## What the exercise asks:
Reproduce the records below exactly, but only between the lines holding "This PR adds" and "-35,6 +35,8 @@ namespace Microsoft.DotNet.UpgradeAssistant", inclusive.

## Extracted data:

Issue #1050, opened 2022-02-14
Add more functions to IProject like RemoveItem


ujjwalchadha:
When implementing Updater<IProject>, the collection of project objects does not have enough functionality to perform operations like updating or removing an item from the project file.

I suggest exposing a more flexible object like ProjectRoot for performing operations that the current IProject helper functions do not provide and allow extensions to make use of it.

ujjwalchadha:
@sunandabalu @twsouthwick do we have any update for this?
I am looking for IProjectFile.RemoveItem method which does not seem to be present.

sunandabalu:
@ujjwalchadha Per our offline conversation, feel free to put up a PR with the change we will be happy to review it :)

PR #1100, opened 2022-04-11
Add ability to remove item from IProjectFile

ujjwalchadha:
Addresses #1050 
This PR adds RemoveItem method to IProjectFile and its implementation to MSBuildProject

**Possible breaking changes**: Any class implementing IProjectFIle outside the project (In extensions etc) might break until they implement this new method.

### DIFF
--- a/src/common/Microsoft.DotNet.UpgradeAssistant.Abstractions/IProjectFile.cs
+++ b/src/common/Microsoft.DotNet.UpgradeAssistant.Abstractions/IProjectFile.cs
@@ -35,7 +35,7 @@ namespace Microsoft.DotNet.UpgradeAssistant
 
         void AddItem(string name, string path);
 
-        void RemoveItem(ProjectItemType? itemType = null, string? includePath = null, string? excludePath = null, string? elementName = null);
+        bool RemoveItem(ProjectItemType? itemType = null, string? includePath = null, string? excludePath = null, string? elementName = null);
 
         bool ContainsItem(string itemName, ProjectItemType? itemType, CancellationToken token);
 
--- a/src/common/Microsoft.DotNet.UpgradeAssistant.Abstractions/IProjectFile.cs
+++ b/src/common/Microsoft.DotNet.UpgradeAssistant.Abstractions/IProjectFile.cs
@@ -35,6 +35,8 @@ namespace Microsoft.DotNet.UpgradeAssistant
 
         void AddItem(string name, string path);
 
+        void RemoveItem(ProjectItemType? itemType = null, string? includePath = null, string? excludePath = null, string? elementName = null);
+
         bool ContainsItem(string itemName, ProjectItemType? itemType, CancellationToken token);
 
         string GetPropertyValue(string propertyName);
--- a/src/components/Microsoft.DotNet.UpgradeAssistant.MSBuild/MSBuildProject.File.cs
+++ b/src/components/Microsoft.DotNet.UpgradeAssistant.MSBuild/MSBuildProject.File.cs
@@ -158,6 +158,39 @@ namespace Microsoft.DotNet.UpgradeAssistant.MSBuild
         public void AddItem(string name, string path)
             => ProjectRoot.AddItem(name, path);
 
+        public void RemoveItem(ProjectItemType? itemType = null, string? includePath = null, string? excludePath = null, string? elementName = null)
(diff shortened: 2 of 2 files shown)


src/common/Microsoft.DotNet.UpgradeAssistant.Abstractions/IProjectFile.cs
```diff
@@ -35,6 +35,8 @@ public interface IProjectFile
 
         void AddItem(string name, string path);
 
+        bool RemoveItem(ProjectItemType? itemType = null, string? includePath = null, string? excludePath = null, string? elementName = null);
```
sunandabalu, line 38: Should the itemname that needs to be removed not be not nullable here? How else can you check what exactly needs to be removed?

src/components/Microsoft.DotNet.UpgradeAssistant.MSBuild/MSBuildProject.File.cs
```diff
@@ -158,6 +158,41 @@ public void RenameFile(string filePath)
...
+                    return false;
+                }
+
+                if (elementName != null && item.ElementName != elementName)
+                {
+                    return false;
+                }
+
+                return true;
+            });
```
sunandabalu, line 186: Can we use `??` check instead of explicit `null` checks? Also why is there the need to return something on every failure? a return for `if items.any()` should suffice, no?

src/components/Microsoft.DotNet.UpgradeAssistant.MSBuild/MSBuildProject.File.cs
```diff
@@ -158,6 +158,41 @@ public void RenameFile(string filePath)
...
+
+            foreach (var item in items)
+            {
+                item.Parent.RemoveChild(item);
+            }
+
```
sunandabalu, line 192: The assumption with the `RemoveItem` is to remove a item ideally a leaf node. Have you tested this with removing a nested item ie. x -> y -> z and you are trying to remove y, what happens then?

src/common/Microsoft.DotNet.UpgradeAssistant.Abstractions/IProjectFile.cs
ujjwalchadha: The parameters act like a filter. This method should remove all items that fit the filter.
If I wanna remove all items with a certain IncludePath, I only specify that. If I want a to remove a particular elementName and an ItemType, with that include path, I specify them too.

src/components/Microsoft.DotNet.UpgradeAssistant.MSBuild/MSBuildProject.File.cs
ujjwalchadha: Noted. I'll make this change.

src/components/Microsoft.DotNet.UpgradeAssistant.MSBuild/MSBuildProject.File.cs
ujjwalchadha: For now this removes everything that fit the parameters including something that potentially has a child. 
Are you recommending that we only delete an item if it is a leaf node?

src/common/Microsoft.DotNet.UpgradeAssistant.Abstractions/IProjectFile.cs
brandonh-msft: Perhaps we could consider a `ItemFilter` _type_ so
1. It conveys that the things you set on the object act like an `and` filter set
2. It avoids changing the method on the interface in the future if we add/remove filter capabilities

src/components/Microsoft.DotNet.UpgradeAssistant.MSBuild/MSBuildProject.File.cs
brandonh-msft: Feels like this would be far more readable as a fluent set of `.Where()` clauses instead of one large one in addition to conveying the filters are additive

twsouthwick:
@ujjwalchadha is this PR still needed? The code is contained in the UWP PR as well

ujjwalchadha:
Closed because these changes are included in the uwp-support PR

## Expected answer:
This PR adds RemoveItem method to IProjectFile and its implementation to MSBuildProject

**Possible breaking changes**: Any class implementing IProjectFIle outside the project (In extensions etc) might break until they implement this new method.

### DIFF
--- a/src/common/Microsoft.DotNet.UpgradeAssistant.Abstractions/IProjectFile.cs
+++ b/src/common/Microsoft.DotNet.UpgradeAssistant.Abstractions/IProjectFile.cs
@@ -35,7 +35,7 @@ namespace Microsoft.DotNet.UpgradeAssistant
 
         void AddItem(string name, string path);
 
-        void RemoveItem(ProjectItemType? itemType = null, string? includePath = null, string? excludePath = null, string? elementName = null);
+        bool RemoveItem(ProjectItemType? itemType = null, string? includePath = null, string? excludePath = null, string? elementName = null);
 
         bool ContainsItem(string itemName, ProjectItemType? itemType, CancellationToken token);
 
--- a/src/common/Microsoft.DotNet.UpgradeAssistant.Abstractions/IProjectFile.cs
+++ b/src/common/Microsoft.DotNet.UpgradeAssistant.Abstractions/IProjectFile.cs
@@ -35,6 +35,8 @@ namespace Microsoft.DotNet.UpgradeAssistant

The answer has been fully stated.